2005 Salt Lake City Annual Meeting (October 16–19, 2005)

Paper No. 1
Presentation Time: 1:35 PM

GLOBAL CHANGE PARAMETERS IN THE EVOLUTION OF EARTH'S ORE DEPOSITS


KESLER, Stephen E., Department of Geological Sciences, University of Michigan, Ann Arbor, MI 48109, skesler@umich.edu

Mineral deposits have an uneven distribution through geologic time that has been related to long-term changes in element abundances, global heat flow, tectonic patterns, compositions of the atmosphere and ocean, and biologic activity. One factor appears to dominate in some cases, such as the decay of 238U that created enriched Phanerozoic crustal source rocks for Pb-deposits and the Paleoproterozoic Great Oxidation Event (GOE) that increased oxygen in Earth's atmosphere ending formation of U-bearing conglomerates.
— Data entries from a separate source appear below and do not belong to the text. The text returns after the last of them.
PR #75, opened 2020-05-02
first load of test examples

ue71603:


ue71603:
The work was done by Daniel Rubli

skinkie:
1. We would like to have the examples tested with TravisCI.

A concomitant increase in oxygen and sulfate in seawater has been linked to the appearance of sedex Zn-Pb deposits and probably extended to subsurface ore-forming environments in sedimentary basins facilitating formation of unconformity/sandstone-U and MVT Zn-Pb deposits in Mesoproterozoic and younger rocks. At greater depth, GOE-related changes in magmagenesis might have created more oxidized magmas allowing the Phanerozoic increase in porphyry Cu, carbonate-replacement Zn-Pb, and epithermal Au-Ag deposits. Decreasing heat flow through time probably accounts for the restriction of komatiite Ni-Cu deposits to Archean and Paleoproterozoic rocks, and the formation of thick lithosphere in which anorogenic magmatism formed deposits of Sn, Fe-oxide Cu-Au, PGEs and diamonds. These longer-term trends have been modulated by episodic tectonic processes and supercontinent cycles, possibly including “snowball Earth”, that generated apparent exceptions. Examples include plume-related rifting and magmatism that supplied Fe for post-GOE, 1.8 Ga Fe-formations, changes in seafloor spreading and calcite-dolomite balance that increased marine sulfate, allowing MVT Zn-Pb deposits to form in Paleoproterozoic rocks but suppressing them in early Phanerozoic rocks, and increased continental aggregation that provided a platform for deposits related to basin sedimentation and anorogenic magmatism. The wide array of elements contained by ore deposits makes them very sensitive to changes in geochemical and tectonic environment, and an important source of insights in our efforts to link the composition of the lithosphere to that of the atmosphere and hydrosphere or, in other words, to make Earth System Science truly global.